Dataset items
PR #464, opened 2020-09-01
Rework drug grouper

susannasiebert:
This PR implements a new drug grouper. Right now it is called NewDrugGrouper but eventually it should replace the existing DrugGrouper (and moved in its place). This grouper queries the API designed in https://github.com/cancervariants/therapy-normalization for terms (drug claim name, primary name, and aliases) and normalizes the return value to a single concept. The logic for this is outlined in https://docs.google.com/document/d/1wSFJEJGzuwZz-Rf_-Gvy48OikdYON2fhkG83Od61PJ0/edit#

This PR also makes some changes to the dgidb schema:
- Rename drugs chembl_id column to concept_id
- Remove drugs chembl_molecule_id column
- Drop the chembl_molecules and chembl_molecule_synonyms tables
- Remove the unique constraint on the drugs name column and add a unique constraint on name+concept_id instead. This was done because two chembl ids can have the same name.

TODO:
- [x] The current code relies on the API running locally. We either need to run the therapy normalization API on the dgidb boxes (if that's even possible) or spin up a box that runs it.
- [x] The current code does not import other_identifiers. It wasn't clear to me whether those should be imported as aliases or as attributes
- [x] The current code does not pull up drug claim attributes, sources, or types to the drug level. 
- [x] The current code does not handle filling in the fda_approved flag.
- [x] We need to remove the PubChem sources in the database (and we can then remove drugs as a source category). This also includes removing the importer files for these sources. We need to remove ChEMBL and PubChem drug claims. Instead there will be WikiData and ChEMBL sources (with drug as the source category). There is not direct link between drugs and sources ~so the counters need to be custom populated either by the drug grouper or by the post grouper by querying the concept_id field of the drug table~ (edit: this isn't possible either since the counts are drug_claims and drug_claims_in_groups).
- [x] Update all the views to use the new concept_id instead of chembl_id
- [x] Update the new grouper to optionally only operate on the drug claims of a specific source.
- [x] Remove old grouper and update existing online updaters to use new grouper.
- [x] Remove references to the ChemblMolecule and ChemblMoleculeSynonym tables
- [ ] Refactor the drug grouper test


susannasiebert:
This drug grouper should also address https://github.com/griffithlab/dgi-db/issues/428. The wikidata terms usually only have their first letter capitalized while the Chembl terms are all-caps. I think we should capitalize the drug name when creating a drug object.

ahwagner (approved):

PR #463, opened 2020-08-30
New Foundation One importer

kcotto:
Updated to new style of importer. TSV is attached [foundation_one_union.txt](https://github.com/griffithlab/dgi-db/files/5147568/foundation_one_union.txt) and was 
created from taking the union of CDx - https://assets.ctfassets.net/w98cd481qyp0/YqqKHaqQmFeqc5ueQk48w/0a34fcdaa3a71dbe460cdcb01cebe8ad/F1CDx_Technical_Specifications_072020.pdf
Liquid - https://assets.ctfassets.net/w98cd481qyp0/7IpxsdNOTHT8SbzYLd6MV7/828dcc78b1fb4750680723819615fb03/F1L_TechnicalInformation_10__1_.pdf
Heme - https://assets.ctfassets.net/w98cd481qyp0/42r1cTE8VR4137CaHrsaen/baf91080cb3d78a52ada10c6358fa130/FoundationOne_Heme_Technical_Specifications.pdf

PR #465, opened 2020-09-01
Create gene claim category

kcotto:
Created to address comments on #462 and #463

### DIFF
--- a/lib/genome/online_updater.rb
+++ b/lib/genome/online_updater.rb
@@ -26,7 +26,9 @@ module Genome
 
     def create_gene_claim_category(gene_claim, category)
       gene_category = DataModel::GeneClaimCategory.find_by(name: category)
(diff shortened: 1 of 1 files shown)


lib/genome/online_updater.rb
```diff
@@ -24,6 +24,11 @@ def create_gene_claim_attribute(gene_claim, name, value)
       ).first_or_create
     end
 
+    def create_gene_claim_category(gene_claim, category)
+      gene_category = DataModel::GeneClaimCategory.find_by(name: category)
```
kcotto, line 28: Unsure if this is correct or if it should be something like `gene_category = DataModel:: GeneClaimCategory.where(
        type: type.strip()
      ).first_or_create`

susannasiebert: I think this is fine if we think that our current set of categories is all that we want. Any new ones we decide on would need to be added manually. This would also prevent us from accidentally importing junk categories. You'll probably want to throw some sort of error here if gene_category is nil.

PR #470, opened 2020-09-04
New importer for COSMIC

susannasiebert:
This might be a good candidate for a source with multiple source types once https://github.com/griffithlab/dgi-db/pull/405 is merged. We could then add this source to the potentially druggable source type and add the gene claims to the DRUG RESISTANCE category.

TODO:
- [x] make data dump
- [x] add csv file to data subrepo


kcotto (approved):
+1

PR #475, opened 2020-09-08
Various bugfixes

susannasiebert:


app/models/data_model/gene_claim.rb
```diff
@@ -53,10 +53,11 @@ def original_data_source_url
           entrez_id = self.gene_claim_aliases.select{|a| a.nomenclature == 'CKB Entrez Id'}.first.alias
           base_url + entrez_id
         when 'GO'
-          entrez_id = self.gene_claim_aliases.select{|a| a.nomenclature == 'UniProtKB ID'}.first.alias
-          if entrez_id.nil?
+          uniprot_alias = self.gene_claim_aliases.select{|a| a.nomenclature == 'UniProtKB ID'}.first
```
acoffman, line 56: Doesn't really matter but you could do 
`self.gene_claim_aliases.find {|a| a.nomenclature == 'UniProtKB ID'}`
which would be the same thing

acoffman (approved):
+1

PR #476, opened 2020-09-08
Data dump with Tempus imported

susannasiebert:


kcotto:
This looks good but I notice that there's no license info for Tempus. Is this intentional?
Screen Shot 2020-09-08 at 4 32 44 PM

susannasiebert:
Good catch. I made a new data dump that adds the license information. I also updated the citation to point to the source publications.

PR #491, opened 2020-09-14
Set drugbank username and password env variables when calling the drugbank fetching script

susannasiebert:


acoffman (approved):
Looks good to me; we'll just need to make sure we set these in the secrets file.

==

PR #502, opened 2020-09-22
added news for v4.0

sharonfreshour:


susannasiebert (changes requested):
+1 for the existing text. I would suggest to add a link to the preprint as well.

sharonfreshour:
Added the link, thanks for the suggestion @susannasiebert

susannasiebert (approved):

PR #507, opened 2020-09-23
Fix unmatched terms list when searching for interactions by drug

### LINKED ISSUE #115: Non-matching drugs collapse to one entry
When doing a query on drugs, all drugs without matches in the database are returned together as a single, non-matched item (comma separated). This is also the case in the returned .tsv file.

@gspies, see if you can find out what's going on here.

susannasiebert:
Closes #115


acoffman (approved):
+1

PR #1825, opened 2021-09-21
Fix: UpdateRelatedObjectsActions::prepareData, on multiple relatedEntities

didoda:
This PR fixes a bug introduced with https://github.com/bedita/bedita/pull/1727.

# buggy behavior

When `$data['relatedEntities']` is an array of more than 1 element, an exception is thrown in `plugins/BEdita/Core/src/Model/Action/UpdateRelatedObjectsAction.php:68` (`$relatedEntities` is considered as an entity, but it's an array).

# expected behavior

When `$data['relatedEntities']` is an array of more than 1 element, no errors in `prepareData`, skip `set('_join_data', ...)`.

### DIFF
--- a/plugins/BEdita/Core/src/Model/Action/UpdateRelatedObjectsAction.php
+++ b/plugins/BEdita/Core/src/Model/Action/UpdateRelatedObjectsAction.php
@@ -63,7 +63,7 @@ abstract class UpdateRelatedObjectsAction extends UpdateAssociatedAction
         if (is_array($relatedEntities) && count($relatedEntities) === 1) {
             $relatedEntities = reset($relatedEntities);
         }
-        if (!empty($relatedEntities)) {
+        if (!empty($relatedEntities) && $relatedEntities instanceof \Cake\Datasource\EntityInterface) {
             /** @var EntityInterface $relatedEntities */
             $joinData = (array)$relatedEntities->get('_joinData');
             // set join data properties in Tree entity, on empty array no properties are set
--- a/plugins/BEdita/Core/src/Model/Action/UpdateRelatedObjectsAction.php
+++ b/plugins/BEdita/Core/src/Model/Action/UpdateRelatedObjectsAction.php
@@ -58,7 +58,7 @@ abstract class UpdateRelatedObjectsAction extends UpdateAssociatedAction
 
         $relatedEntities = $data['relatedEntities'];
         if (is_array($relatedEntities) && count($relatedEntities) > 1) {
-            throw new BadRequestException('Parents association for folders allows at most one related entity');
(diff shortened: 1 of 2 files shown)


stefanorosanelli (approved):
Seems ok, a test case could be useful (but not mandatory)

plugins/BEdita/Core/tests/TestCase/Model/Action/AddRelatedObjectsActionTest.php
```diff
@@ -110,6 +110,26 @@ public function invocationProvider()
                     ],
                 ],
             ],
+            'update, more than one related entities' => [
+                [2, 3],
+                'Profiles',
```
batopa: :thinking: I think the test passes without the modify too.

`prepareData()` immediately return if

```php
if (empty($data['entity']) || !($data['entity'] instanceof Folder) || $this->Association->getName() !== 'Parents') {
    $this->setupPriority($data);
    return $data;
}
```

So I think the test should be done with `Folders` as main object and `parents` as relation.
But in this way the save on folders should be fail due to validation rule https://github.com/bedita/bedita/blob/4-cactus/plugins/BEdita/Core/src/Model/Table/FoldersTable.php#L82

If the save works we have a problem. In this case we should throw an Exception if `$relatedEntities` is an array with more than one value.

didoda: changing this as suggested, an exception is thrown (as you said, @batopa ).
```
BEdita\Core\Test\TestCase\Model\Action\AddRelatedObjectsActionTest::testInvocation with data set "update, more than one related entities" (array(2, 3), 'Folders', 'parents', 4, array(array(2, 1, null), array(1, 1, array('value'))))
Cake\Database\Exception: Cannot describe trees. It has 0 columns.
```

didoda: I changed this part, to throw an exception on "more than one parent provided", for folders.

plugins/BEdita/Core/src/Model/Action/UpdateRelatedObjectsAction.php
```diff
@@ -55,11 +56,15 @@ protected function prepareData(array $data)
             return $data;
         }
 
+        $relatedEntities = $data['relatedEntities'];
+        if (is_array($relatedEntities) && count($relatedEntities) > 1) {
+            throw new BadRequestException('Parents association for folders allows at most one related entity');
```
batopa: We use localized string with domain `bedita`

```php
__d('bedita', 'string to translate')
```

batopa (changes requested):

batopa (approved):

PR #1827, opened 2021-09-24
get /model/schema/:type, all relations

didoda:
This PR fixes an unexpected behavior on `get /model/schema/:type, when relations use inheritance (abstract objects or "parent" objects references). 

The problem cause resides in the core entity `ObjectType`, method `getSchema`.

### Exercise
Copy all lines from the data that hold the word "function".

### Answer
@@ -110,6 +110,26 @@ public function invocationProvider()
@@ -55,11 +56,15 @@ protected function prepareData(array $data)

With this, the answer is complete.